Collected data entries:
BEGIN

PR #88, opened 2023-07-10
reccmp: template compare annotations

BranDougherty:
Adds the ability to compare non-inlined instantiations of template functions to reccmp. This could potentially be used to compare STL versions (although the MSVC420 version seems like a match so far), and other template classes like `MxPtrList`.

Usage:
```
// OFFSET: LEGO1 0x100ac320 TEMPLATE
// list<unsigned int,allocator<unsigned int> >::~list<unsigned int,allocator<unsigned int> >
```

I've checked the "Allow edits by maintainers" box please remove the example code before merging.


foxtacles:
I'm going to give this a try soon on real code, I think with `MxList` we have a good test case where we should be able to compare the non-inlined destructors of the various instantiations.

foxtacles (approved):
I've added template compare annotations for instances of `MxList`. Looks good to me. I think this is useful and will be even more so since I'm seeing more templated stuff coming up soon. What do you think @itsmattkc?

itsmattkc:
Yeah I think it's a good idea. If it all works, I'd be happy to merge.

foxtacles:
> If it all works, I'd be happy to merge.

Works correctly as far as I can tell, if you could double check it that would be great since it touches reccmp.

PR #89, opened 2023-07-13
Some MxBitmap vtable functions

ItzSwirlz:
Going for all out on most of the vtable functions. In the comments is the reasoning for the MxBITMAPINFO structure, done by @disinvite .

There are some weird things preventing full matches, hopefully they'll be worked out

ImportColorsToPalette (0x100bd450) is not assigned to MxBitmap, but most of the vtable functions call it. This appears to be importing the contents of a RGBQUAD to a MxPalette. This took me several tries to reverse engineer, here is my latest, successful attempt. https://hackmd.io/@KsNMFSBHTO2gxDyRIPRQ1g/H1LCVQXon


LEGO1/mxbitmap.cpp
```diff
@@ -28,10 +33,34 @@ int MxBitmap::vtable14(int)
...
-int MxBitmap::vtable18(BITMAPINFOHEADER *p_bmiHeader)
+// OFFSET: LEGO1 0x100bcba0
+MxResult MxBitmap::vtable18(BITMAPINFOHEADER *p_bmiHeader)
 {
-  return 0;
+  MxResult result = FAILURE;
+  int width = p_bmiHeader->biWidth;
+  int height = p_bmiHeader->biHeight;
+
+  this->m_info = (BITMAPINFO*) malloc(0x428);
```
itsmattkc, line 43: These hardcoded numbers should probably be avoided. Most likely numbers like `0x428` actually came from somewhere (e.g. `malloc(sizeof(BITMAPINFO))`) so it would be better to figure out their origins . Since this is C++, there's a good chance these might actually be `new`s rather than `malloc`s (e.g. `new BITMAPINFO`), which would figure out the size and malloc automatically.

PR #91, opened 2023-07-16
MxNotificationManager::FlushPending

BranDougherty:
Sitting at 90.51% on my machine, but if you look it really seems to just be the usual MSVC randomness with a bit more mov instruction reordering.

This is the last function left in `MxNotificationManager` as far as I can tell, so I'll call "Tutorial complete!"


itsmattkc:
Looks good, thanks!

PR #92, opened 2023-07-18
lego1: match MxVideoManager::RealizePalette

foxtacles:
Completes/matches the implementation of `MxVideoManager::RealizePalette` and adds the `MxDisplaySurface` class and its virtual functions to do so.


stravant:
`MxUnknown100dc768` is MxDisplaySurface and has most of its members filled out in Ghidra.

foxtacles:
> `MxUnknown100dc768` is MxDisplaySurface and has most of its members filled out in Ghidra, is there some reason you didn't want to use them?

That's good to know! I've not been using the shared Ghidra server so I wasn't aware. I'll see what is there and at the least give the class its proper name.

itsmattkc:
Looks good, thanks!

PR #93, opened 2023-07-19
Start IslePathActor

ItzSwirlz:
A handful of other things rely on it, so let's get it started:

image

### DIFF
--- a/LEGO1/islepathactor.cpp
+++ b/LEGO1/islepathactor.cpp
@@ -1,1 +1,15 @@
 #include "islepathactor.h"
+
+// OFFSET: LEGO1 0x1001a200
+IslePathActor::IslePathActor()
+{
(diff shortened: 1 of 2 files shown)


LEGO1/islepathactor.cpp
```diff
@@ -1 +1,15 @@
 #include "islepathactor.h"
+
+// OFFSET: LEGO1 0x1001a200
+IslePathActor::IslePathActor()
+{
+  this->m_pLegoWorld = NULL;
+  this->m_unk13c = 0x40c00000;
+  this->m_fourcc = 0x3f800000;
```
itsmattkc, line 8: Both of these are floats, not FourCCs. `0x40c00000` is `6.0` and `0x3f800000` is `1.0`.

PR #94, opened 2023-07-20
MxTickleManager mostly done

BranDougherty:
A 100% match of everything in MxTickleManager except the actual Tickle method. SetClientTickleInterval is at a pitiful 24.14% but if you look at 85f4a5521978180c54b46c2b682a857a77ffaa7c you'll see the exact same code at 100%, it just gets obliterated by register allocation (the part that checks the flag). The Tickle method also feels really close to me, but it has issues with register allocation too (the part that checks the flag, and what seems to be unnecessary shuffling of a few vars between the stack and registers). So it's only at 52.17%, but it seems unproductive to keep working on it right now as it may just sort itself out.

### DIFF
--- a/LEGO1/mxticklemanager.cpp
+++ b/LEGO1/mxticklemanager.cpp
@@ -29,16 +29,18 @@ MxTickleManager::~MxTickleManager()
   }
 }
 
+// TODO: Match.
 // OFFSET: LEGO1 0x100bdde0
 MxResult MxTickleManager::Tickle()
 {
   MxTime time = Timer()->GetTime();
 
   MxTickleClientPtrList::iterator it = m_clients.begin();
+
   while (it != m_clients.end()) {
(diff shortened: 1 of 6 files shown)


LEGO1/mxticklemanager.cpp
```diff
@@ -0,0 +1,113 @@
...
+  m_client = p_client;
+  m_interval = p_interval;
+  m_lastUpdateTime = -m_interval;
+}
+
+// OFFSET: LEGO1 0x100bdd30
+MxTickleManager::~MxTickleManager()
+{
+  while (m_clients.size() != 0) {
+    MxTickleClient *client = m_clients.front();
```
ItzSwirlz, line 26: Just commenting, not starting a review yet - interesting, I didn't know these things existed in C++.

PR #96, opened 2023-07-22
Small implementations in MxEntity/MxEventManager

ItzSwirlz:


LEGO1/mxentity.cpp
```diff
@@ -9,4 +9,12 @@ MxEntity::MxEntity()
...
 MxEntity::~MxEntity()
 {
+}
+
+// OFFSET: LEGO1 0x10001070
+MxResult MxEntity::SetEntityId(MxS32 p_id, MxAtomId *p_atom)
+{
+  this->m_mxEntityId = p_id;
+  // FIXME: MxAtomId operator call, probably it will be return whatever the comparison is for comparing this->m_atom to the p_atom
+  return FALSE;
```
itsmattkc, line 19: The MxAtomId `operator=` call is just setting the object with `=`. Most likely that means the param is actually a reference (`&`) rather than a pointer (`*`) - the two are indistinguishable from an asm point of view but this would make more sense code-wise if using `operator=`. Also if it's an MxResult and returns 0, it's almost certainly returning `SUCCESS` not `FALSE`.

```suggestion
MxResult MxEntity::SetEntityId(MxS32 p_id, const MxAtomId &p_atom)
{
  this->m_mxEntityId = p_id;
  this->m_atom = p_atom;
  return SUCCESS;
```

LEGO1/mxentity.h
```diff
@@ -24,6 +24,8 @@ class MxEntity : public MxCore
   {
     return !strcmp(name, MxEntity::ClassName()) || MxCore::IsA(name);
   }
+
+  virtual MxResult MxEntity::SetEntityId(MxS32 p_id, MxAtomId *p_atom);
```
itsmattkc, line 28: Including class name in definition is not standards compliant. Also if the above change is used, exchange `MxAtomId *` for `const MxAtomId &`.

LEGO1/mxeventmanager.cpp
```diff
@@ -1,13 +1,21 @@
...
-  // TODO
+  // TODO: MxMediaManager::TerminateThread call
 }
+
+// OFFSET: LEGO1 0x100c0450
+void MxEventManager::Init()
+{
+  // huh?
+  // imagine if the devs actually put this here to troll us
+  return;
```
itsmattkc, line 20: This probably had something during development but was later removed. The comments and `return` aren't necessary.

LEGO1/mxentity.cpp
```diff
@@ -9,4 +9,12 @@ MxEntity::MxEntity()
...
 MxEntity::~MxEntity()
 {
+}
+
+// OFFSET: LEGO1 0x10001070
+MxResult MxEntity::SetEntityId(MxS32 p_id, const MxAtomId &p_atom)
+{
+  this->m_mxEntityId = p_id;
+  this->m_atom = p_atom;
+  return FALSE;
```
itsmattkc, line 19:
```suggestion
  return SUCCESS;
```

PR #650, opened 2024-07-22
Update packages

Tyrannicodin:


Lunarmagpie:
Why does this add Terser?

Tyrannicodin:
Previously, terser was a required dependency. However now it is not but we still use parts that do require terser, therefore we must add it manually.

PR #657, opened 2024-07-22
Fix untyped cards not showing when there was an active type query in the deck builder

Benji42:


Lunarmagpie:
Yeah this is a good idea. It will help with wildcard.

Benji42:
Oh.. actually the way I implemented it doesn't show wild card. We'd need to change around how types work a bit for that to work. We can change it, but it'd be nice to do this after ae3 is merged then

PR #664, opened 2024-07-22
Fix Egg applying multiple times

Screaper91:
Fix egg repeating with multi-attack hermits and/or type advantage


Lunarmagpie (approved):

Lunarmagpie:
Thank you!

PR #665, opened 2024-07-22
Fix Deck Out

Lunarmagpie:
Fix deck out loss condition and improve display when the hand is empty. This was really dumb.


Screaper91 (changes requested):
"Get Good" doesn't trigger game end if it fails to draw a card, proposed fix: [https://github.com/Lunarmagpie/hc-tcg/pull/2](url)

Lunarmagpie:
Thanks for pointing that out. I did not notice that interaction. I don't think the patch you provided is the best way to go about fixing this, so I am going to search for a better solution.

PR #684, opened 2024-07-23
Disable all season X hermits

Benji42:
Not sure how someone got this in a game, so they're just disabled now to prevent that from happening at all


Lunarmagpie:
Good choice for now, we should re-investiagate once the production release is stable.

PR #690, opened 2024-07-23
Improve Clarity Of Attack Modal

Lunarmagpie:
This PR adds an extra button to the single use modal and attempts to show that attacking will also show the single use card. This also fixes visual uglyness when using a single use card without having any attacks available.


Benji42:
I want to mess around with colors a bit more before I merge this

Benji42:
Should be good to merge

PR #710, opened 2024-07-24
Switch to Preact

Lunarmagpie:
Surprisingly this just works? 
The performance seems to be a lot better, just judging from how much memory and CPU my browser uses.


Lunarmagpie:
Preact seems to render SVGs at a very low quality so I am closing this.

PR #713, opened 2024-07-24
Make Buttons Do Stuff

Lunarmagpie:
Adds keybinds to the game
- A = Attack
- E = End Turn
- C = Chat
- H = Show/Hide tooltips
- M = Mute

### DIFF
--- a/client/src/app/game/chat/chat.tsx
+++ b/client/src/app/game/chat/chat.tsx
@@ -1,4 +1,4 @@
-import {SyntheticEvent, useState} from 'react'
+import {SyntheticEvent, useEffect, useState} from 'react'
 import {useDispatch, useSelector} from 'react-redux'
 import {getChatMessages, getOpponentName} from 'logic/game/game-selectors'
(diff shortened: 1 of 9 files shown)


Benji42 (changes requested):
I think the button for tooltips should be T

client/src/app/game/actions/actions.module.scss
```diff
@@ -15,7 +15,7 @@
 	text-align: center;
 	padding: 15px 20px;
 	gap: 10px;
-	margin-top: 30px;
+	/* margin-top: 30px; */
```
Benji42, line 18: this doesn't really need to be commented out, you can just remove it

Benji42:
Before this is merged, you should probably add that it changes how muting works in the PR description. I can see us having to come back to this later if an issue happens with it

Lunarmagpie:
> I think the button for tooltips should be T

Done

Benji42 (approved):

END

Your objective:
Go through the data above and copy each line that holds the word "shown".

Task solution:
(diff shortened: 1 of 2 files shown)
(diff shortened: 1 of 6 files shown)
(diff shortened: 1 of 9 files shown)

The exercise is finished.